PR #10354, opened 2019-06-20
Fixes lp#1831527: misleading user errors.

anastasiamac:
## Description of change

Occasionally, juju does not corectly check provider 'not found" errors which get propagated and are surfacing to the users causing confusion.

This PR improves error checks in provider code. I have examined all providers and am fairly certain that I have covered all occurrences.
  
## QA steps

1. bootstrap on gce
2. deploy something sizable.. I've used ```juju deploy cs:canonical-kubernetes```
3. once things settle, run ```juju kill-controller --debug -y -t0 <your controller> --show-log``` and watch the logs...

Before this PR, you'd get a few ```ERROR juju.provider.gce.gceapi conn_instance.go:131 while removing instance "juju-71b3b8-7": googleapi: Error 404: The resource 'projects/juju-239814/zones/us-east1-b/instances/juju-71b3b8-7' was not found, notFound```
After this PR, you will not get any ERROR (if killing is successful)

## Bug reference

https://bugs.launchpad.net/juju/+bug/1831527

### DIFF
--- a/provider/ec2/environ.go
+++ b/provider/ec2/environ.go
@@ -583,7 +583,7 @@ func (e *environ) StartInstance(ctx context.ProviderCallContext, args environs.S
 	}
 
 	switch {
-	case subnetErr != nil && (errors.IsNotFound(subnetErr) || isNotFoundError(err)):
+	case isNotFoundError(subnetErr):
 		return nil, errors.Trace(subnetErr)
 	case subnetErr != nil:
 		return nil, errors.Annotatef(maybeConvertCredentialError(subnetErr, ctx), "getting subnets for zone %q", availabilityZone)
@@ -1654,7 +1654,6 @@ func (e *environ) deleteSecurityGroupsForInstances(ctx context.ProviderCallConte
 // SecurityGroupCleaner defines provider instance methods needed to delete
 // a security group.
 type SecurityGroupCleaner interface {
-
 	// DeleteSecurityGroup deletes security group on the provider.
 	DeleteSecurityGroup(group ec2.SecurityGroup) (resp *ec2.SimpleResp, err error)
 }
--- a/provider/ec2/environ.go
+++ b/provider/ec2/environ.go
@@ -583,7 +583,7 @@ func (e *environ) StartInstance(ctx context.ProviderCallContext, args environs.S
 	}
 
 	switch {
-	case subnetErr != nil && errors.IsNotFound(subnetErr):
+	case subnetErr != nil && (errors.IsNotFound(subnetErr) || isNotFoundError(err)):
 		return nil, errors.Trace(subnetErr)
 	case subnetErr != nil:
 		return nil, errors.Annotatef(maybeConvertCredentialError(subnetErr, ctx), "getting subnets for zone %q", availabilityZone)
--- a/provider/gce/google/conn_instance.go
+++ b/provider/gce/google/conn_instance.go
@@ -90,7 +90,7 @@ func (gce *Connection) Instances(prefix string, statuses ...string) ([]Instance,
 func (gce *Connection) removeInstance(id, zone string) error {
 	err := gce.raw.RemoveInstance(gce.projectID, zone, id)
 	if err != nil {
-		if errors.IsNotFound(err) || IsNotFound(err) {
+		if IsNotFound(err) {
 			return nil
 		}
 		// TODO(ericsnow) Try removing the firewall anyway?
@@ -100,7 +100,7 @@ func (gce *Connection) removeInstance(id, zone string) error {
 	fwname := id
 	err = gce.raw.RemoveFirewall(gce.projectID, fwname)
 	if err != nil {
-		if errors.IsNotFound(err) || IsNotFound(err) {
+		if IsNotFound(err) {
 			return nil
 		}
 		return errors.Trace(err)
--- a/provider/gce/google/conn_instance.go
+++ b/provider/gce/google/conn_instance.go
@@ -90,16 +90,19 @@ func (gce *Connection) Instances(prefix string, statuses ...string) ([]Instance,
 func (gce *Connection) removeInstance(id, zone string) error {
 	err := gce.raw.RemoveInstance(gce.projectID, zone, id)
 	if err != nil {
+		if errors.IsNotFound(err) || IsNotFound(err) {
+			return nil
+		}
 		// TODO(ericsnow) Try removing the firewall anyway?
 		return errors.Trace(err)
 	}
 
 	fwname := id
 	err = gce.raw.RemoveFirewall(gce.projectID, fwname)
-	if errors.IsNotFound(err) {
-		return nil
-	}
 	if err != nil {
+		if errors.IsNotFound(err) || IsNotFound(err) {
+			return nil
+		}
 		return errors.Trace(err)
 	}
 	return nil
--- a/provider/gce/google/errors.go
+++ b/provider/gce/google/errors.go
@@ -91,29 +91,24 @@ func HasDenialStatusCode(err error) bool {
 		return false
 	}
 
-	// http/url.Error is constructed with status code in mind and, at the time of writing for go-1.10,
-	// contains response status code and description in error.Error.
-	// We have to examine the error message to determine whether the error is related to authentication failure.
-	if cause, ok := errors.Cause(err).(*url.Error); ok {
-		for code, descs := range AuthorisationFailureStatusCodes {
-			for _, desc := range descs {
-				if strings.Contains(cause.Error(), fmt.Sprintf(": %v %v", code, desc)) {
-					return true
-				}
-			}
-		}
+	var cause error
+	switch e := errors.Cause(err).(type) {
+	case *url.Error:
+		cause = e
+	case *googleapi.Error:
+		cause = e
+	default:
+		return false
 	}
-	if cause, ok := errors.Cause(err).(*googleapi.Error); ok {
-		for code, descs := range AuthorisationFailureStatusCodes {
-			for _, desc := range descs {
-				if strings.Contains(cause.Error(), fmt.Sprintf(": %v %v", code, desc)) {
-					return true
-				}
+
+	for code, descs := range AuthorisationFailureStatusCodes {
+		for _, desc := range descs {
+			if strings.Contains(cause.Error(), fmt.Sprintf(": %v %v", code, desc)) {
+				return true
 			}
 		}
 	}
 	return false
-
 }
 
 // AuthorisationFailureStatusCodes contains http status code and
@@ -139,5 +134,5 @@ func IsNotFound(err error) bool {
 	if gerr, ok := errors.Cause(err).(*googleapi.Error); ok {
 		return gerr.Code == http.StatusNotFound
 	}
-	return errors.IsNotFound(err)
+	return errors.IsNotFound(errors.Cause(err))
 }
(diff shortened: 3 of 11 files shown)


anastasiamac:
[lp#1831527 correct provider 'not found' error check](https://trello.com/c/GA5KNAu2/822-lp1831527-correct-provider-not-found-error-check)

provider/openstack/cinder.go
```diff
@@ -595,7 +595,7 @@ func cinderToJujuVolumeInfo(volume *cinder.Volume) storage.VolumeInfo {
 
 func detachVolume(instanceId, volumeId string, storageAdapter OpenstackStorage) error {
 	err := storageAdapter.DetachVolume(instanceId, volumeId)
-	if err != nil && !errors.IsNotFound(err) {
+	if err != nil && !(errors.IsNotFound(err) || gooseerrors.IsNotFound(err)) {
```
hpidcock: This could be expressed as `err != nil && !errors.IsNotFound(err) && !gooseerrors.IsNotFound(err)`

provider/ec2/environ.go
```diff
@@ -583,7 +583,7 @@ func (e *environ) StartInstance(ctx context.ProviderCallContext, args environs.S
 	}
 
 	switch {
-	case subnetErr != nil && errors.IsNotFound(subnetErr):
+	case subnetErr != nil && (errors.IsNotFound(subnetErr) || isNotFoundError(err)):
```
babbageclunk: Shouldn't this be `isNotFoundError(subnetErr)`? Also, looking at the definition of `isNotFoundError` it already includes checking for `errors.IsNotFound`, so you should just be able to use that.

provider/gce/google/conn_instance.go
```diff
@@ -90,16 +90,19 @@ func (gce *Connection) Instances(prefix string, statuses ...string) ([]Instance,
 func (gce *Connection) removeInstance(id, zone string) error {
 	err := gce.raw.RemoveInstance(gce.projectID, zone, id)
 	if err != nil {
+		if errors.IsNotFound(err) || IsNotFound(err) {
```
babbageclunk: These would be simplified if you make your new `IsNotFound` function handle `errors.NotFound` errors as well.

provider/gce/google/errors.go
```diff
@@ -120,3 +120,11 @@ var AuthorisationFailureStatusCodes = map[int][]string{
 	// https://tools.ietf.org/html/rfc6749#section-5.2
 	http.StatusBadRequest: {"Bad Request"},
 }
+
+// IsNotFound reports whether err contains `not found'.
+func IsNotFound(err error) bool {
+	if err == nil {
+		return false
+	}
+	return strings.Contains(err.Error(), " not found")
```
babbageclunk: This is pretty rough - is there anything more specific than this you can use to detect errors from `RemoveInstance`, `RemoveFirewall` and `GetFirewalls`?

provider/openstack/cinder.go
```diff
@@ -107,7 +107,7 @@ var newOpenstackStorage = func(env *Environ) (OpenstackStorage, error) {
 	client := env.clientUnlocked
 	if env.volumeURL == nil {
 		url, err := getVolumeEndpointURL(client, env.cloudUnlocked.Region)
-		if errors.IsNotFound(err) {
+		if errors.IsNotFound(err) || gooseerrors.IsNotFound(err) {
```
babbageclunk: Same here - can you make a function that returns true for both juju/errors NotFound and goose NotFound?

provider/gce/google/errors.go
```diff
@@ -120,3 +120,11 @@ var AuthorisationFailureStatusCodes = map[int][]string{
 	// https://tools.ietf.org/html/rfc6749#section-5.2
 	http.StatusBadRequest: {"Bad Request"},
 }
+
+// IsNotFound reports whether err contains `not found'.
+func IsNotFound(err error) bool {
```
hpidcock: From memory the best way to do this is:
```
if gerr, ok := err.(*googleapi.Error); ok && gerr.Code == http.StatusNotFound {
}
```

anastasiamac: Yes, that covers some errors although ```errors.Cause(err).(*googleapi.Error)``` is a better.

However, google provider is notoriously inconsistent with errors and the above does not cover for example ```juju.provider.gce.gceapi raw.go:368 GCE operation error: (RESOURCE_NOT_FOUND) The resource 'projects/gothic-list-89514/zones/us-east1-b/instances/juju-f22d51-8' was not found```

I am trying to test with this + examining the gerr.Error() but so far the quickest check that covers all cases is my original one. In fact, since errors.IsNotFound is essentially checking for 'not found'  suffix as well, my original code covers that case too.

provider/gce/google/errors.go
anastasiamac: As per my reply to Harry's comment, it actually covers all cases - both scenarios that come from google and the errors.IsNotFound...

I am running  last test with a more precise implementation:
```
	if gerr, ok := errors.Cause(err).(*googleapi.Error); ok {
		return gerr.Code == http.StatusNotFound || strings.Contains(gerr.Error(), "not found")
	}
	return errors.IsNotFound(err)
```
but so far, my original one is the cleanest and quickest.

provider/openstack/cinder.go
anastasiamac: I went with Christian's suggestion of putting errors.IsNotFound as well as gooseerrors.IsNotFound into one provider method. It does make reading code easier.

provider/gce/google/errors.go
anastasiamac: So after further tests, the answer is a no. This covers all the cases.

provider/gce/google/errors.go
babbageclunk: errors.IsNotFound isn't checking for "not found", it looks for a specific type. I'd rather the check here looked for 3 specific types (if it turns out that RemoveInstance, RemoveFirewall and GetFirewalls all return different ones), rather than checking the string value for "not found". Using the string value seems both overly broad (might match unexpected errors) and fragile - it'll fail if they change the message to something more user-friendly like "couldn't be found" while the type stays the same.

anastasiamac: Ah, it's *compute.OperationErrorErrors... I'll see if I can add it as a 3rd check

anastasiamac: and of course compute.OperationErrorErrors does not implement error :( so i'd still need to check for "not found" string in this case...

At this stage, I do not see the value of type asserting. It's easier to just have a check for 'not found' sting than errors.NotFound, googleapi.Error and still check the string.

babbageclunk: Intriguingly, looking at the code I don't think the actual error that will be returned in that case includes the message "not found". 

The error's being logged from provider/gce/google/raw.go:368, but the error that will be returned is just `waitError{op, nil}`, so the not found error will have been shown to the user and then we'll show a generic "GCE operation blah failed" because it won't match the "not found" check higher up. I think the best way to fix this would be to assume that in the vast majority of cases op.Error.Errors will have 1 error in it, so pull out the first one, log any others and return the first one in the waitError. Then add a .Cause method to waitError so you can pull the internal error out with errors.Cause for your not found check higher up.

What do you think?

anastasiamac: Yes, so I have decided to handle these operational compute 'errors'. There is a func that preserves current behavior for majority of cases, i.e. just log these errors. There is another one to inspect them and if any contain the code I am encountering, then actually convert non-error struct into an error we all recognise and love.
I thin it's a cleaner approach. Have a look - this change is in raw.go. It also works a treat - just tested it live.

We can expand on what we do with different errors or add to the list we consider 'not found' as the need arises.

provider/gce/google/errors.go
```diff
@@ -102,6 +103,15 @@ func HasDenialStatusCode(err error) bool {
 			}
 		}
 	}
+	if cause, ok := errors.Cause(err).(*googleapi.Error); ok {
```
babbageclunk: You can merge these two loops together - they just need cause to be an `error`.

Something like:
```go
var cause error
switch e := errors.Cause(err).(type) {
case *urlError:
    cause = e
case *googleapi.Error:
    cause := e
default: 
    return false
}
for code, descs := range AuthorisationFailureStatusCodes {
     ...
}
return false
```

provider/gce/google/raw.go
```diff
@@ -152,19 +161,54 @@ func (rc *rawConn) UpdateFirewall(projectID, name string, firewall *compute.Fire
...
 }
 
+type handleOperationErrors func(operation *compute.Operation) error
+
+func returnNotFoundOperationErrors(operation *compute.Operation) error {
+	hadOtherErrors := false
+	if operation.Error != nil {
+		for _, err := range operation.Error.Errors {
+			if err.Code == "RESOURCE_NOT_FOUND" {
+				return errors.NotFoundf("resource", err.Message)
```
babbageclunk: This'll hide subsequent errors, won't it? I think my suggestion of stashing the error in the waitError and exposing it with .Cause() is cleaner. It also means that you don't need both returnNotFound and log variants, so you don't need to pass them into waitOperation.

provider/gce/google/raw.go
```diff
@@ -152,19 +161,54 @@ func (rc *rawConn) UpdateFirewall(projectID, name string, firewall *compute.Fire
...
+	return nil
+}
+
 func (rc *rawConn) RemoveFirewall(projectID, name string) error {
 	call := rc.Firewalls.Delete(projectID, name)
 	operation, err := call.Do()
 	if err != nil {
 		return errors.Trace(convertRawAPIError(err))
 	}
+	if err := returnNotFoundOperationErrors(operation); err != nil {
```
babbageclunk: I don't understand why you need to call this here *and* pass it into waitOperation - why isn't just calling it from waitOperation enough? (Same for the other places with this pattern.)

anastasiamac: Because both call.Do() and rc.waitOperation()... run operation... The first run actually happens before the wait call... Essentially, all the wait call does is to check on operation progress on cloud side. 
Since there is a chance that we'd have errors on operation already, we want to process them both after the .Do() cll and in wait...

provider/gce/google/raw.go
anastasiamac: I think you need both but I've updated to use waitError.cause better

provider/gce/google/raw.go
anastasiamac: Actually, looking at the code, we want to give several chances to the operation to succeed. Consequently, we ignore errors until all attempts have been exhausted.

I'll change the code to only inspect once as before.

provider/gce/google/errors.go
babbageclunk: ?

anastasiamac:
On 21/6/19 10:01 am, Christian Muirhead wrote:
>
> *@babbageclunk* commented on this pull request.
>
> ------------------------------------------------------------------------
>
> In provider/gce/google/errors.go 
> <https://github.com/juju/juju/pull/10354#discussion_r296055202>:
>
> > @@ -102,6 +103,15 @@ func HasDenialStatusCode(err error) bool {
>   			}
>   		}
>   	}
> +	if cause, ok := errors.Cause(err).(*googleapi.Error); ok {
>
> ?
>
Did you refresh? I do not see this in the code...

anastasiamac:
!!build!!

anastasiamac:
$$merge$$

▬▬▬▬▬▬▬▬▬▬

→ TASK ITEM
What is needed is an exact copy of the lines from the start of the listing through the line where "2. deploy something" sits, please, both end lines included and nothing more.

→ RESULT
PR #10354, opened 2019-06-20
Fixes lp#1831527: misleading user errors.

anastasiamac:
## Description of change

Occasionally, juju does not corectly check provider 'not found" errors which get propagated and are surfacing to the users causing confusion.

This PR improves error checks in provider code. I have examined all providers and am fairly certain that I have covered all occurrences.
  
## QA steps

1. bootstrap on gce
2. deploy something sizable.. I've used ```juju deploy cs:canonical-kubernetes```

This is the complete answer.